The thing is that Israeli politics are very different from US politics.

In the US, you have two parties, three branches of government, and each state follows a similar pattern.

In Israel, for the upcoming election there are at least 11 parties. You might think that it would be easier to find a party to support, but I find it harder. The principles of each party tend to be so specific that I find myself agreeing with several principles from several parties. But in Israel, you vote for the party, not for people or on specific issues. The percentage of votes the party gets is reflected in the number of seats each party gets in the Knesset. Because one party is not usually strong enough to get a simple majority (61 seats), Israel is ruled by coalition governments. If the coalition is weak, you have elections sooner; if the coalition is strong, you have a full term of government (4 years).

You don’t vote for the Prime Minister either.

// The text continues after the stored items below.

PR #619, opened 2023-10-20
Move implementation of entry structure creation into the `NativeEntryFactory`

stloyd:
<h2>Change Log</h2>
<div id="change-log">
  <h4>Added</h4>
  <ul id="added">
    
  </ul> 
  <h4>Fixed</h4>  
  <ul id="fixed">
    
  </ul>
  <h4>Changed</h4>
  <ul id="changed">
    <li>Move implementation of entry structure creation into the `NativeEntryFactory`</li>
  </ul>  
  <h4>Removed</h4>
  <ul id="removed">
    
  </ul>
  <h4>Deprecated</h4>
  <ul id="deprecated">
    
  </ul>  
  <h4>Security</h4> 
  <ul id="security">
    
  </ul>     
</div>
<hr/>

<h2>Description</h2>


norberttech:
I would actually like to keep them as a simple functions if thats not creating any additional complications. This way they are more reusable and I already have some use cases in mind

stloyd:
Structure building right now is the only one that is done completely differently than others.

This also is a little confusing cause that function requires still having an entry factory.

norberttech:
> This also is a little confusing cause that function requires still having an entry factory.

Valid point, it creates a weird dependency 👍

PR #620, opened 2023-10-20
Reduce CI load by cancelling previous runs with every new commit in PR

stloyd:
<h2>Change Log</h2>
<div id="change-log">
  <h4>Added</h4>
  <ul id="added">
    
  </ul> 
  <h4>Fixed</h4>  
  <ul id="fixed">
    
  </ul>
  <h4>Changed</h4>
  <ul id="changed">
    <li>Reduce CI load by cancelling previous runs with every new commit in PR</li>
  </ul>  
  <h4>Removed</h4>
  <ul id="removed">
    
  </ul>
  <h4>Deprecated</h4>
  <ul id="deprecated">
    
  </ul>  
  <h4>Security</h4> 
  <ul id="security">
    
  </ul>     
</div>
<hr/>

<h2>Description</h2>

Based on: https://stackoverflow.com/questions/66335225/how-to-cancel-previous-runs-in-the-pr-when-you-push-new-commitsupdate-the-curre/72408109#72408109

### DIFF
--- a/.github/workflows/docs.yml
+++ b/.github/workflows/docs.yml
@@ -2,9 +2,19 @@ name: Documentation Linter
 
 on:
   pull_request:
+    paths:
+      - 'src/**'
+      - 'docs/**'
+      - 'examples/**'
+      - 'README.md'
   push:
     branches:
       - "1.x"
+
+# See https://stackoverflow.com/a/72408109
+concurrency:
+  group: ${{ github.workflow }}-${{ github.event.pull_request.number || github.ref }}
+  cancel-in-progress: true
 
 jobs:
   documentation-linter:
--- a/.github/workflows/test-benchmark.yml
+++ b/.github/workflows/test-benchmark.yml
@@ -11,6 +11,11 @@ on:
       - 'composer.json'
       - 'composer.lock'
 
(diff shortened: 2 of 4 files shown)


.github/workflows/docs.yml
```diff
@@ -2,10 +2,20 @@ name: Documentation Linter
 
 on:
   pull_request:
+    paths:
```
stloyd, line 5: This change requires removing that workflow from required as it's not being run right now.

norberttech:
hmm I'm getting job cancellation notifications, isn't that conflicting with post merge jobs also?

stloyd:
Maybe just turn off those cause they are not useful as cancellation should happen on manual trigger or particular failure of infrastructure.

norberttech:
oh I know what's happening, whenver we merge anything, automation is also pushing changes to the CHANGELOG.md file, which triggers all tests all over again. Could you take a look into this and try to figure out if there is any way to prevent triggering the whole testsuite after the update of CHANGELOG.md?

stloyd:
@norberttech Should be fixed with: https://github.com/flow-php/flow/pull/623

PR #377, opened 2025-04-13
Auto snake case

clinta:
This builds on top of #376 by adding a configuration option to automatically convert all snake_case type and field names to CamelCase.

This PR is a draft until #376 is merged.

I have:


docs/genqlient.yaml
```diff
@@ -243,6 +243,22 @@ package_bindings:
...
+# This is useful when working with GraphQL servers that use snake_case naming
+# conventions, while maintaining idiomatic Go struct field and type names.
+#
+# For example, with this option enabled:
+# - A GraphQL field named "user_id" will be named "UserId" in the generated Go struct
+# - A GraphQL type named "user_profile" will be named "UserProfile" in Go
+# - All original names are preserved in the GraphQL request
+#
+# Defaults to false.
+auto_camel_case: false
```
benjaminjkraft, line 260: let's put this under `casing` below? I think the thing that makes sense is to add a `casing.default` with the same values that controls what we do "everywhere", and then support `auto_camel_case` as a value for each. (I'm guessing that's not too much work?) So it would look like
```
casing:
  default: auto_camel_case
```
for what you have, but then someone could also do
```
casing:
  default: auto_camel_case
  all_enums: raw
```
or whatever and have them work together correctly

generate/convert.go
```diff
@@ -171,7 +171,11 @@ func (g *generator) convertArguments(
 			return nil, err
 		}
 
-		goName := upperFirst(arg.Variable)
+		goName := arg.Variable
+		if g.Config.AutoCamelCase {
+			goName = snakeToCamel(goName)
+		}
+		goName = upperFirst(goName)
```
benjaminjkraft, line 178: may be worth breaking this into a method now? especially since that will make it easy to add support for `default: raw` as I describe in the config

generate/names_test.go
```diff
@@ -60,9 +60,58 @@ func TestTypeNames(t *testing.T) {
...
+		false,
+	}, {
+		// With auto_camel_case
+		"ServiceIPsIpAddressListSnakeCaseType",
+		[]*ast.Field{fakeField("Query", "ip_address_list")},
+		"snake_case_type",
+		true,
+	}, {
+		// With nested snake_case fields
+		"ServiceIPsObjectSnake_case_fieldSnake_case_type",
```
benjaminjkraft, line 95: these are very convincing!

benjaminjkraft (commented):
Cool, this looks pretty good. The one thing I'd like to have is for it to integrate with existing config better -- the goal being to avoid the situation where we have a bunch of overlapping but distinct config options in the future. I think that won't be too much work; it's mostly just plumbing things differently I suspect. But if it turns out to be too much trouble we could do a subset of that for now.

clinta:
Take a look at this, I've tired to refactor to a more unified approach of applying casing algorithms. If this looks good, I can squash commits before you merge.

benjaminjkraft:
This is great, thank you! I already squash when merging normally so it should be fine.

The leader of Israel is the head of the party that got the most votes – again, it’s the party that matters not the person or the issue.

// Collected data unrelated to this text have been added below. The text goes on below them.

PR #384, opened 2025-06-11
[Subscription] check already closed channels 

cheina97:
This PR fixes an issue I encountered using subscriptions with genqlient.

I've noticed that the Unsubscribe function closes the subscription channel, but never checks if that channel has already been closed. 

So a snippet like that causes a panic when Close is called:

``` go
err = gqlsubcl.Unsubscribe(subscriptionID)
if err != nil {
	return fmt.Errorf("failed to unsubscribe from GraphQL subscription: %w", err)
}

if err := gqlsubcl.Close(); err != nil {
	return fmt.Errorf("failed to close GraphQL subscription client: %w", err)
}
```

I have:

### DIFF
--- a/graphql/subscription.go
+++ b/graphql/subscription.go
@@ -44,9 +44,13 @@ func (s *subscriptionMap) Unsubscribe(subscriptionID string) error {
 	if !success {
 		return fmt.Errorf("tried to unsubscribe from unknown subscription with ID '%s'", subscriptionID)
 	}
+	hasBeenUnsubscribed := unsub.hasBeenUnsubscribed
 	unsub.hasBeenUnsubscribed = true
 	s.map_[subscriptionID] = unsub
-	reflect.ValueOf(s.map_[subscriptionID].interfaceChan).Close()
+
+	if !hasBeenUnsubscribed {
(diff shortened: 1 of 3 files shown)


graphql/subscription.go
```diff
@@ -44,9 +44,13 @@ func (s *subscriptionMap) Unsubscribe(subscriptionID string) error {
 	if !success {
 		return fmt.Errorf("tried to unsubscribe from unknown subscription with ID '%s'", subscriptionID)
 	}
+	hasBeenUnsubscribed := unsub.hasBeenUnsubscribed
 	unsub.hasBeenUnsubscribed = true
 	s.map_[subscriptionID] = unsub
-	reflect.ValueOf(s.map_[subscriptionID].interfaceChan).Close()
+
+	if hasBeenUnsubscribed {
```
benjaminjkraft, line 51: Isn't this backwards?
```suggestion
	if !hasBeenUnsubscribed {
```

Maybe a test would help confirm, although I'm not sure how hard that is to set up, maybe it's not worthwhile.

benjaminjkraft (approved):
Thanks!

PR #393, opened 2025-08-02
Fix test flake revealed by #308

### LINKED ISSUE #281: Split `TestGenerateWithConfig` cases
When we run several queries against the same snapshot, we dump them all into one genqlient run. Would probably be clearer to do one run per query; this confused me for a bit while reviewing #280.

benjaminjkraft:
Two issues here:
- In the with-config tests, we were generating all the different input files into one output. This makes sense in user code, but in our tests, we reuse the same types all over the place, so not only is it confusing to read all the tests interleaved, it can cause nondeterminism anytime our conflict-detection is incomplete (#123). As it happens, #308 introduced such a case, so tests started flaking. Fixes #281.
- This turned the case introduced by #308 from a flake into a consistent failure. The issue is actually unrelated to the changes in the PR (it's intentional validation added in #338, and specifically corresponds to `errors/OmitemptyDirective.graphql` from that PR), so I changed the config for the test case to one that avoids the issue while still testing what we want.

I have:


csilvers (commented):
I understand how this PR fixes the first issue you mention in the commit message, but I'm not sure I understand the second.  I'd like to hold off approving until I do.

I'm guessing that the change to add PokemonInput is what fixes the second issue?  How does that fix anything?

benjaminjkraft:
Yes, sorry, the second fix is to add the PokemonInput type to `bindings`. That means instead of autogenerating a Go type for that GraphQL type, we use the existing one. Generating the type hit one of the cases we now intentionally validate against (#338 -- where a global `omitempty` applies to a field that doesn't make sense for); we could fix it in other ways (e.g. an explicitly `omitempty: false` on that field) but this was more consistent with how the other tests treat this type, and I believe we already have tests for those other cases anyway.

csilvers (approved):
ok, sounds good!

PR #407, opened 2025-10-28
websocket: prevent deadlocks

HaraldNordgren:
Follow-up to https://github.com/Khan/genqlient/pull/402#issuecomment-3454733476.

### DIFF
--- a/graphql/websocket.go
+++ b/graphql/websocket.go
@@ -131,6 +131,26 @@ func (w *webSocketClient) listenWebSocket() {
 	}
 }
 
+func (w *webSocketClient) getSubscriptionOrHandleComplete(subscriptionID string, subscriptionType string) (*subscription, error) {
+	w.subscriptions.Lock()
+	defer w.subscriptions.Unlock()
+	sub, success := w.subscriptions.map_[subscriptionID]
+	if !success {
+		return nil, fmt.Errorf("received message for unknown subscription ID '%s'", subscriptionID)
+	}
+	if sub.hasBeenUnsubscribed {
+		return nil, nil
+	}
+	if subscriptionType == webSocketTypeComplete {
+		sub.hasBeenUnsubscribed = true
+		w.subscriptions.map_[subscriptionID] = sub
+		reflect.ValueOf(sub.interfaceChan).Close()
+		return nil, nil
+	}
+
+	return &sub, nil
+}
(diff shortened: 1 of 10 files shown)


graphql/websocket.go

Israel is the size of New Jersey, but the country has snow-covered mountains in the north and desert in the south, hi-tech in the city, and agriculture in the country. But rather than have regional representation, you can only choose the party and hope that the party represents you.

Right now, people are breaking away from parties, creating new parties, getting fired from parties, getting nominated to parties (not to mention the corruption scandals and possible indictments). Only in February will we have an idea of who is on each party list.

And that’s another thing: some parties have elections within their parties to determine who is on their list; other parties just present their list. That means that if you are a member of a party, you can vote in the primary. The list is numbered by how many votes each person got (sometimes they add special interest places on the list that are likely to get a seat in the Knesset). Then, the number of seats the party gets in the Knesset (based on the percentage of total votes in the election) determines who goes to the Knesset. In parties that don’t have primaries, the leadership determines the list. If you are not a member of any party, you can still vote for any one of the parties in the main election with the knowledge that the list was determined by other people and may or may not represent you, your region, or your interests.

Israel is a little country in a hostile neighborhood, so it’s also really hard to understand how a political swing here or there will affect the country in the short, medium, and long term. As a voter, you have to trust that the coalition that the head of the leading party came up with will protect the citizens, will strengthen the economy, and will do what is right for Israel.

So, it’s not that I’m not interested in the political scene; it’s more that I can’t find myself in the political scene. I do my civic duty by voting (it’s hard not to, it’s a day off!) in the hope that the party I choose will do the best it can for Israel. I don’t feel that any party represents me personally, so from the space in between the parties, I allow myself to be an observer of the process.

2 thoughts on “The Space Between

  1. I like our system here better than a “two party” system and regional representatives.
    Here if we need a contact in the government/Knesset, it doesn’t matter where you live or which party you support. In Israel you look for the MK or party that is most likely to agree with you and have the same agenda. While in the states, if you’re a Republican in a Democratic district or vice versa, you’re up a creek.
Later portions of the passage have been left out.